- **What the task asks**
Write out the entries below exactly, from the first line to the one with "The old state", both ends included.

- **Input data**

===

PR #1178, opened 2023-03-01
[ARCTIC-930][AMS] Snapshot expire service should expire snapshot with the lastest checkpoint id

### LINKED ISSUE #930: [Bug]: Flink cannot restore from old state if the snapshot with max commited ckp id info lost
### What happened?

This problem is similar to [Iceberg-4137](https://github.com/apache/iceberg/issues/4137) .
The old state means that there are some successful ckps after that and it has been committed.

If the max committed checkpoint-id is lost due to snapshot expired and removed by Optimizer, the job may not be able to restore from old state because that the max committed checkpoint-id is lost, then flink would commit the pending Manifest again(refer to https://github.com/apache/iceberg/blob/master/flink/v1.14/flink/src/main/java/org/apache/iceberg/flink/sink/IcebergFilesCommitter.java#L184), but the pending manifests had been removed because they were committed successfully before.

### Affects Versions

master

_No response_

### How to reproduce

_No response_

### Relevant log output

_No response_

### Anything else

_No response_

### Code of Conduct

wangtaohz:

To fix #930 

## Brief change log
  - the last snapshot with `flink.max-committed-checkpoint-id` should not be expired

## How was this patch tested?

## Documentation

### DIFF
--- a/ams/ams-server/src/main/java/com/netease/arctic/ams/server/service/impl/TableExpireService.java
+++ b/ams/ams-server/src/main/java/com/netease/arctic/ams/server/service/impl/TableExpireService.java
@@ -45,6 +45,8 @@ import org.apache.hadoop.fs.Path;
 import org.apache.iceberg.ContentFile;
 import org.apache.iceberg.DataFile;
 import org.apache.iceberg.PartitionSpec;
+import org.apache.iceberg.Snapshot;
+import org.apache.iceberg.relocated.com.google.common.collect.Lists;
 import org.apache.iceberg.util.StructLikeMap;
 import org.slf4j.Logger;
 import org.slf4j.LoggerFactory;
@@ -137,7 +139,8 @@ public class TableExpireService implements ITableExpireService {
             // in the base store
             Set<String> baseExclude = UnKeyedTableUtil.getAllContentFilePath(changeTable);
             baseExclude.addAll(finalHiveLocation);
-            expireSnapshots(baseTable, startTime - baseSnapshotsKeepTime, baseExclude);
+            long baseOlderThan = getExpireTime(baseTable, startTime - baseSnapshotsKeepTime);
+            expireSnapshots(baseTable, baseOlderThan, baseExclude);
             long baseCleanedTime = System.currentTimeMillis();
             LOG.info("[{}] {} base expire cost {} ms", traceId, arcticTable.id(), baseCleanedTime - startTime);
 
@@ -151,14 +154,16 @@ public class TableExpireService implements ITableExpireService {
             // in the change store
             Set<String> changeExclude = UnKeyedTableUtil.getAllContentFilePath(baseTable);
             changeExclude.addAll(finalHiveLocation);
-            expireSnapshots(changeTable, startTime - changeSnapshotsKeepTime, changeExclude);
+            long changeOlderThan = getExpireTime(changeTable, startTime - changeSnapshotsKeepTime);
+            expireSnapshots(changeTable, changeOlderThan, changeExclude);
             return null;
           });
           LOG.info("[{}] {} expire cost total {} ms", traceId, arcticTable.id(),
               System.currentTimeMillis() - startTime);
         } else {
           UnkeyedTable unKeyedArcticTable = arcticTable.asUnkeyedTable();
-          expireSnapshots(unKeyedArcticTable, startTime - baseSnapshotsKeepTime, hiveLocation);
+          long baseOlderThan = getExpireTime(unKeyedArcticTable, startTime - baseSnapshotsKeepTime);
+          expireSnapshots(unKeyedArcticTable, baseOlderThan, hiveLocation);
           long baseCleanedTime = System.currentTimeMillis();
           LOG.info("[{}] {} unKeyedTable expire cost {} ms", traceId, arcticTable.id(), baseCleanedTime - startTime);
         }
@@ -166,6 +171,17 @@ public class TableExpireService implements ITableExpireService {
         LOG.error("[" + traceId + "] unexpected expire error of table " + tableIdentifier, t);
       }
     }
+  }
+
+  public static long getExpireTime(UnkeyedTable table, long olderThan) {
+    ArrayList<Snapshot> snapshots = Lists.newArrayList(table.snapshots());
+    for (int i = snapshots.size() - 1; i >= 0; i--) {
+      Snapshot snapshot = snapshots.get(i);
+      if (snapshot.summary().containsKey("flink.max-committed-checkpoint-id")) {
+        return Math.min(snapshot.timestampMillis(), olderThan);
+      }
+    }
+    return olderThan;
   }
 
   public static void deleteChangeFile(KeyedTable keyedTable, List<DataFileInfo> changeDataFiles) {
@@ -229,7 +245,7 @@ public class TableExpireService implements ITableExpireService {
   public static void expireSnapshots(UnkeyedTable arcticInternalTable,
                                      long olderThan,
                                      Set<String> exclude) {
-    LOG.debug("start expire snapshots, the exclude is {}", exclude);
+    LOG.debug("start expire snapshots older than {}, the exclude is {}", olderThan, exclude);
     final AtomicInteger toDeleteFiles = new AtomicInteger(0);
     final AtomicInteger deleteFiles = new AtomicInteger(0);
     Set<String> parentDirectory = new HashSet<>();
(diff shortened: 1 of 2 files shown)


ams/ams-server/src/main/java/com/netease/arctic/ams/server/service/impl/TableExpireService.java
```diff
@@ -168,6 +173,17 @@ public void run() {
     }
   }
 
+  public static long getExpireTime(UnkeyedTable table, long olderThan) {
+    ArrayList<Snapshot> snapshots = Lists.newArrayList(table.snapshots());
```
YesOrNo828, line 177: How about using Iterator to iterate the snasphots? it could reduce the time complex to `n`, but now it is `n to 2n`

ams/ams-server/src/main/java/com/netease/arctic/ams/server/service/impl/TableExpireService.java
```diff
@@ -168,6 +173,17 @@ public void run() {
     }
   }
 
+  public static long getExpireTime(UnkeyedTable table, long olderThan) {
```
YesOrNo828, line 176: How about renaming the method name to `fetchLastestFlinkCommitedSnapshotTime`?

YesOrNo828 (commented):
@wangtaohz  Thanks for your contribution. I left some comments.

ams/ams-server/src/main/java/com/netease/arctic/ams/server/service/impl/TableExpireService.java
wangtaohz: It makes sense. I will modify it.

ams/ams-server/src/main/java/com/netease/arctic/ams/server/service/impl/TableExpireService.java
```diff
@@ -103,69 +101,94 @@ public void run() {
...
-              return null;
-            }
-            UnkeyedTable changeTable = keyedArcticTable.changeTable();
-            if (changeTable == null) {
-              LOG.warn("[{}] Change table is null: {}", traceId, tableIdentifier);
-              return null;
-            }
+  public static void expireArcticTable(ArcticTable arcticTable) {
+    TableIdentifier tableIdentifier = arcticTable.id();
+    final String traceId = UUID.randomUUID().toString();
```
zhoujinsong, line 113: What is the usage of this `traceId`?
It looks as if it is used to correlate related content when troubleshooting logs, and if so whether the table name would serve the same purpose.

ams/ams-server/src/main/java/com/netease/arctic/ams/server/service/impl/TableExpireService.java
```diff
@@ -103,69 +101,94 @@ public void run() {
...
-            return null;
-          });
-          LOG.info("[{}] {} expire cost total {} ms", traceId, arcticTable.id(),
-              System.currentTimeMillis() - startTime);
-        } else {
-          UnkeyedTable unKeyedArcticTable = arcticTable.asUnkeyedTable();
-          expireSnapshots(unKeyedArcticTable, startTime - baseSnapshotsKeepTime, hiveLocation);
-          long baseCleanedTime = System.currentTimeMillis();
-          LOG.info("[{}] {} unKeyedTable expire cost {} ms", traceId, arcticTable.id(), baseCleanedTime - startTime);
+    Set<String> hiveLocation = new HashSet<>();
```
zhoujinsong, line 127: Change parameter name to `hiveLocations` or `hiveLocationSet`?

ams/ams-server/src/main/java/com/netease/arctic/ams/server/service/impl/TableExpireService.java
```diff
@@ -103,69 +101,94 @@ public void run() {
...
+    if (TableTypeUtil.isHive(arcticTable)) {
+      hiveLocation = HiveLocationUtils.getHiveLocation(arcticTable);
+    }
+
+    if (arcticTable.isKeyedTable()) {
+      KeyedTable keyedArcticTable = arcticTable.asKeyedTable();
+      Set<String> finalHiveLocation = hiveLocation;
+      keyedArcticTable.io().doAs(() -> {
+        UnkeyedTable baseTable = keyedArcticTable.baseTable();
+        if (baseTable == null) {
```
zhoujinsong, line 137: When will a table store be null?

ams/ams-server/src/main/java/com/netease/arctic/ams/server/service/impl/TableExpireService.java
```diff
@@ -103,69 +101,94 @@ public void run() {
...
-        LOG.error("[" + traceId + "] unexpected expire error of table " + tableIdentifier, t);
+        UnkeyedTable changeTable = keyedArcticTable.changeTable();
+        if (changeTable == null) {
+          LOG.warn("[{}] Change table is null: {}", traceId, tableIdentifier);
+          return null;
+        }
+
+        // get valid files in the change store which shouldn't physically delete when expire the snapshot
+        // in the base store
+        Set<String> baseExclude = UnKeyedTableUtil.getAllContentFilePath(changeTable);
```
zhoujinsong, line 149: Change parameter to `baseExcludePaths` or `baseExcludePathSet`?

ams/ams-server/src/main/java/com/netease/arctic/ams/server/service/impl/TableExpireService.java
```diff
@@ -103,69 +101,94 @@ public void run() {
...
+        baseExclude.addAll(finalHiveLocation);
+        long latestBaseFlinkCommitTime = fetchLatestFlinkCommittedSnapshotTime(baseTable);
```
zhoujinsong, line 151: Can you add some comment help other coder understand your logic here?

ams/ams-server/src/main/java/com/netease/arctic/ams/server/service/impl/TableExpireService.java
```diff
@@ -103,69 +101,94 @@ public void run() {
...
+          hiveLocation);
+      long baseCleanedTime = System.currentTimeMillis();
+      LOG.info("[{}] {} unKeyedTable expire cost {} ms", traceId, arcticTable.id(), baseCleanedTime - startTime);
+    }
+  }
+
+  public static long fetchLatestFlinkCommittedSnapshotTime(UnkeyedTable table) {
+    long latestCommitTime = Long.MAX_VALUE;
+    for (Snapshot snapshot : table.snapshots()) {
+      if (snapshot.summary().containsKey("flink.max-committed-checkpoint-id")) {
```
zhoujinsong, line 187: I suggest using a static variable to hold this value and link it to the iceberg flink writer class in the comment.

ams/ams-server/src/main/java/com/netease/arctic/ams/server/service/impl/TableExpireService.java
wangtaohz: `traceId` is useless now, and should be removed.

It was used to trace a http request before, but now the orphan files clean can't be triggered from http request.

ams/ams-server/src/main/java/com/netease/arctic/ams/server/service/impl/TableExpireService.java
wangtaohz: I changed it to `hiveLocations`

ams/ams-server/src/main/java/com/netease/arctic/ams/server/service/impl/TableExpireService.java
wangtaohz: `ChangeTable` and `BaseTableIt` of `KeyedTable` will never be null, I will remove the check.

ams/ams-server/src/main/java/com/netease/arctic/ams/server/service/impl/TableExpireService.java
wangtaohz: I changed it to `baseExcludePaths`.

ams/ams-server/src/main/java/com/netease/arctic/ams/server/service/impl/TableExpireService.java
wangtaohz: OK, I added some comment for `fetchLatestFlinkCommittedSnapshotTime`.

ams/ams-server/src/main/java/com/netease/arctic/ams/server/service/impl/TableExpireService.java
wangtaohz: I import a static variable for this constant and add some comment linking to `org.apache.iceberg.flink.sink.IcebergFilesCommitter#MAX_COMMITTED_CHECKPOINT_ID`, but the `{@link xxx}` doesn't work here because it is inaccessible.

zhoujinsong (approved):
LGTM.

PR #1180, opened 2023-03-01
[ARCTIC-1025][FLINK] Fix data duplication even if there is a primary key table with upsert enabled

### LINKED ISSUE #1025: [Bug]: The same _file_offset in the Change Store causes data duplication even if there is a primary key table with upsert enabled
### What happened?

For tables with a primary key and the property 'write.upsert.enabled' set, when the same transaction id commits multiple changes to a primary key data, it can lead to data duplication. And the '_file_offset' of these duplicate data must be duplicated.
image

### Affects Versions

0.3.x

Flink

### How to reproduce

1.Create an Arctic table with a primary key and start a Flink ingestion job
2.The same primary key is used for Insert and Update operations during a single transaction commit

### Relevant log output

_No response_

### Anything else

_No response_

### Code of Conduct

zstraw:
FIX #1025 

To make sure only one primary key in key table with upsert enabled, it's necessary to delete data firstly when update_after not followed by update_before.

It may lead to some unnecessary delete data if there are some data interspersed with other primary key data. e.g. K1-UB, K2-UB, K1-UA, K2-UB

## Brief change log

  - *The flink 1.12 and 1.14, 1.15 versions are affected.*

## How was this patch tested?

## Documentation

### DIFF
--- a/flink/v1.12/flink/src/main/java/com/netease/arctic/flink/write/ArcticFileWriter.java
+++ b/flink/v1.12/flink/src/main/java/com/netease/arctic/flink/write/ArcticFileWriter.java
@@ -79,7 +79,7 @@ public class ArcticFileWriter extends AbstractStreamOperator<WriteResult>
    */
   private transient ArcticTable table;
   /**
-   * Track whether there is update_before before update_after or not neglecting primary key.
+   * Track whether there is update_before before update_after or not neglecting primary key if upsert enabled.
    */
   private transient boolean hasUpdateBefore = false;
 
@@ -219,7 +219,7 @@ public class ArcticFileWriter extends AbstractStreamOperator<WriteResult>
 
   /**
    * If upsert is enabled, turn update_after to insert if there isn't update_after followed by update_before.
-   * It may lead to some unnecessary delete data if there are some data interspersed with other primary key data.
+   * But it may lead to some unnecessary delete data if there are some data interspersed with other primary key data.
    * e.g. K1-UB, K2-UB, K1-UA, K2-UB
    */
   private void processMultiUpdateAfter(RowData row) {
--- a/flink/v1.12/flink/src/main/java/com/netease/arctic/flink/write/ArcticFileWriter.java
+++ b/flink/v1.12/flink/src/main/java/com/netease/arctic/flink/write/ArcticFileWriter.java
@@ -19,6 +19,8 @@
 package com.netease.arctic.flink.write;
 
 import com.netease.arctic.data.DataTreeNode;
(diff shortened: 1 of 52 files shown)


flink/v1.12/flink/src/test/java/com/netease/arctic/flink/table/TestKeyed.java
```diff
@@ -441,12 +441,14 @@ public void testPartitionSinkFile() throws IOException {
   @Test
   public void testFileUpsert() throws IOException {
```
YesOrNo828, line 442: Could you add a UT when an upsert table functionality is disabled?

flink/v1.12/flink/src/main/java/com/netease/arctic/flink/write/ArcticFileWriter.java
```diff
@@ -213,6 +217,22 @@ public void processElement(StreamRecord<RowData> element) throws Exception {
     });
   }
 
+  /**
+   * If upsert is enabled, turn update_after to insert if there isn't update_after followed by update_before.
+   * But it may lead to some unnecessary delete data if there are some data interspersed with other primary key data.
+   * e.g. K1-UB, K2-UB, K1-UA, K2-UB
+   */
+  private void processMultiUpdateAfter(RowData row) {
```
YesOrNo828, line 225: Maybe we should also consider this scenario:
Key1-UB, Key1-UA, Key2-UB, Key1-UA.

YesOrNo828 (commented):
@zstraw Thanks for your contribution, I left some comments.

flink/v1.12/flink/src/main/java/com/netease/arctic/flink/write/ArcticFileWriter.java
```diff
@@ -213,6 +217,22 @@ public void processElement(StreamRecord<RowData> element) throws Exception {
...
+    if (!upsert) {
```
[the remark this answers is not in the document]
zstraw: It makes sense to me.

flink/v1.12/flink/src/main/java/com/netease/arctic/flink/write/ArcticFileWriter.java
zstraw: I will track ua before in keys set to fix this case.

flink/v1.12/flink/src/test/java/com/netease/arctic/flink/table/TestKeyed.java
zstraw: Ok

PR #1191, opened 2023-03-03
[ARCTIC-1188][Optimizer] Flink optimizer retry reporting task result after reporting failed

### LINKED ISSUE #1188: [Improvement]: Flink Optimizer should retry reporting the task result after reporting failed
### Search before asking

When AMS is restarting, the Optimizer will fail to report the task result. 

However, Flink Optimizer doesn't retry reporting the task result, which makes the status of the task in AMS to be `Executing` until timeout(default 30min). So the `Self-Optimizing` will be blocked for at least 30min in this case.

### How should we improve?

Flink Optimizer should retry reporting the task result after reporting failed, to avoid blocking `Self-Optimizing`.

I think keeping retry for 5 min is reasonable (>30min is useless since the default timeout is 30min), so the default value is designed to be retrying 20 times with 15s intervals.

### Subtasks

_No response_

### Code of Conduct

wangtaohz:

resolve #1188 

## Brief change log

  -  optimizer makes retry reporting task result after reporting failed as a default behavior
  -  add `OperatorFactory` for the facilitation of unit test

## How was this patch tested?

## Documentation


zhoujinsong:
@wangtaohz Can you finish the pr description about the test and document part?

wangtaohz:
> @wangtaohz Can you finish the pr description about the test and document part?

OK, I added some descriptions.

zhoujinsong (approved):
LGTM.

PR #1192, opened 2023-03-03
[ARCTIC-1189][Optimizer] Optimizer reports a failed result to AMS when failed to load table

### LINKED ISSUE #1189: [Bug]: Optimizer doesn't report a failed result when failed to load table
### What happened?

When the Optimizer fails to load a table after polling a task and before executing it, we can see an error log in the optimizer, but AMS doesn't receive any report.

In this case, the task in AMS will be in `Executing` until timeout(default 30min), and the Self-Optimizing will be blocked for at least 30min.

### Affects Versions

master/0.3.0/,master/0.4.0/

Optimizer

### How to reproduce

We need an environment, which will fail to load ArcticTable, like having some network or authorization problem.

1. Start an optimizer in this environment, making it the only Optimizer of an optimizer group.
2. Create an Arctic Table and change its optimizer group.
3. Write some data into the ArcticTable
4. The ArcticTable will be in the status of `Optimizing` for several hours and we can find `Executing` optimize tasks from sysdb.

### Relevant log output

_No response_

### Anything else

This problem will occur only when Optimizer failed to load ArcticTable, and it will happen every time.

### Code of Conduct

wangtaohz:

fix #1189 

## Brief change log

  - Optimizer reports a failed result to AMS when failed to load the table
  - Add some unit tests for `BaseTaskExecutor`

## How was this patch tested?

## Documentation

### DIFF
--- a/optimizer/src/main/java/com/netease/arctic/optimizer/local/LocalOptimizer.java
+++ b/optimizer/src/main/java/com/netease/arctic/optimizer/local/LocalOptimizer.java
@@ -287,7 +287,7 @@ public class LocalOptimizer implements StatefulOptimizer {
           LOG.info("get task to execute {}", task.getTask().getTaskId());
           OptimizeTaskStat result = baseTaskExecutor.execute(task);
           LOG.info("execute {} {}", result.getStatus(), task.getTask().getTaskId());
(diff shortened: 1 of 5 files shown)


zhoujinsong (approved):
LGTM.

===

- **Result below**
PR #1178, opened 2023-03-01
[ARCTIC-930][AMS] Snapshot expire service should expire snapshot with the lastest checkpoint id

### LINKED ISSUE #930: [Bug]: Flink cannot restore from old state if the snapshot with max commited ckp id info lost
### What happened?

This problem is similar to [Iceberg-4137](https://github.com/apache/iceberg/issues/4137) .
The old state means that there are some successful ckps after that and it has been committed.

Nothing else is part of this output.